Goal of the exercise: Return copies of the lines below that mention "boards".

Source material:
PR #294, opened 2022-09-17
microcontrollers: add rp2040 boards

sago35:
badger2040
challenger-rp2040
macropad-rp2040
qtpy-rp2040
trinkey-qt2040
tufty2040
xiao-rp2040


deadprogram:
That's a lot of boards that we added! :smile_cat: thanks @sago35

Result below:
microcontrollers: add rp2040 boards
That's a lot of boards that we added! :smile_cat: thanks @sago35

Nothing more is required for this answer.